Metadata-Version: 2.4
Name: domain-finger-print
Version: 0.1.0a1
Summary: Build local CATH domain databases and generate structure-based domain fingerprints.
Author-email: Shuaiyuchen <shuaiyuchen4@gmail.com>
License-Expression: MIT
Project-URL: Homepage, https://github.com/Phoenix-Chen-Git/protein_domain_fingerprint/tree/release/package-cleanup
Project-URL: Repository, https://github.com/Phoenix-Chen-Git/protein_domain_fingerprint/tree/release/package-cleanup
Keywords: protein,structure,domain,foldseek,cath,fingerprint
Classifier: Development Status :: 3 - Alpha
Classifier: Intended Audience :: Science/Research
Classifier: Programming Language :: Python :: 3
Classifier: Programming Language :: Python :: 3 :: Only
Classifier: Programming Language :: Python :: 3.10
Classifier: Programming Language :: Python :: 3.11
Classifier: Programming Language :: Python :: 3.12
Classifier: Programming Language :: Python :: 3.13
Classifier: Topic :: Scientific/Engineering :: Bio-Informatics
Requires-Python: >=3.10
Description-Content-Type: text/markdown
License-File: LICENSE
Requires-Dist: numpy>=1.24
Requires-Dist: tqdm>=4.66
Dynamic: license-file

# domain-finger-print

`domain-finger-print` is a Python package for:

- building a local CATH domain database from official domain-only structures
- generating structure-only fingerprints against that database with Foldseek

The package scope is intentionally narrow: it builds databases and writes fingerprint `npz` files. Visualization is not part of the package API.

## What It Does

- Downloads official CATH classification files
- Downloads an official nonredundant CATH domain-only PDB archive (`S20` or `S40`)
- Extracts one PDB file per domain into a local `structures/` directory
- Excludes `...00` whole-chain entries by default, so the local DB is chopped-domain focused
- Builds a SQLite metadata index for downstream search
- Generates fixed-width fingerprints over the full CATH superfamily vocabulary
- Stores `qTM` and `tTM` separately, plus a stacked `[qTM || tTM]` matrix, in one compressed `npz`

## Install

```bash
pip install -e . --no-build-isolation
```

## Build a CATH Database

```bash
dfp build-db cath --out-dir ./cath_s20_db --redundancy 20
```

Useful flags:

- `--redundancy 20|40`
- `--version latest-release`
- `--keep-archive`
- `--include-whole-chain`
- `--force`

## Generate Fingerprints

Single query:

```bash
dfp fingerprint \
  --db ./cath_s20_db \
  --query ./queries/my_protein.pdb \
  --out ./results/my_protein_fingerprint.npz
```

Directory of queries:

```bash
dfp fingerprint \
  --db ./cath_s20_db \
  --query-dir ./queries \
  --glob "*.pdb" \
  --out ./results/fingerprints_full.npz \
  --workers 96 \
  --prefilter-max-seqs 100
```

Useful flags:

- `--foldseek tools/foldseek/bin/foldseek`
- `--foldseek-db ./foldseek_db/cath_s20`
- `--foldseek-gpu`
- `--workers 96`
- `--prefilter-max-seqs 100`
- `--foldseek-sensitivity 9.5`
- `--min-domain-length 0`
- `--min-aligned-length 60`

## Output Format

The package writes one compressed `npz` containing:

- `query_labels`
- `q_feature_labels`
- `t_feature_labels`
- `stacked_feature_labels`
- `q_matrix`
- `t_matrix`
- `stacked_matrix`
- `metadata_json`

Feature space is fixed by CATH superfamily. This means every run against the same database has the same dimensionality.
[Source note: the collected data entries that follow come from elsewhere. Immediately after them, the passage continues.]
PR #1721, opened 2026-08-13
Allow to set CAINFO blob for HTTPS proxy

diachenko-mischa:
CAINFO for the HTTPS proxy must be passed
as a specific parameter into easy_handle
instead of general CAINFO

Relates-To: HERESUP-80353


olp-cpp-sdk-core/include/olp/core/http/NetworkProxySettings.h
```diff
@@ -124,6 +124,28 @@ class CORE_API NetworkProxySettings final {
    */
   NetworkProxySettings& WithPassword(std::string password);
 
+  /**
```
rustam-gamidov-here, line 127: please update copyrights header in changed files

andrey-kashcheev (dismissed):

rustam-gamidov-here (approved):

andrey-kashcheev (approved):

The stacked fingerprint is:

```text
[qTM over all superfamilies || tTM over all superfamilies]
```

Schema details are documented in [`docs/fingerprint_npz_schema.md`](docs/fingerprint_npz_schema.md).

## Output Layout

```text
cath_s20_db/
├── db_info.json
├── downloads/
├── metadata.sqlite
└── structures/
```

## Notes

- CATH `latest-release` provides nonredundant domain-only PDB archives for `S20` and `S40`.
- By default the builder removes CATH entries whose domain number is `00`, because those represent whole-chain entries without domain chopping.
- Foldseek is used directly for structure search and scoring; the package does not currently expose TM-align reranking.
- Visualization, PCA, UMAP, and heatmaps are kept out of the installable package on purpose.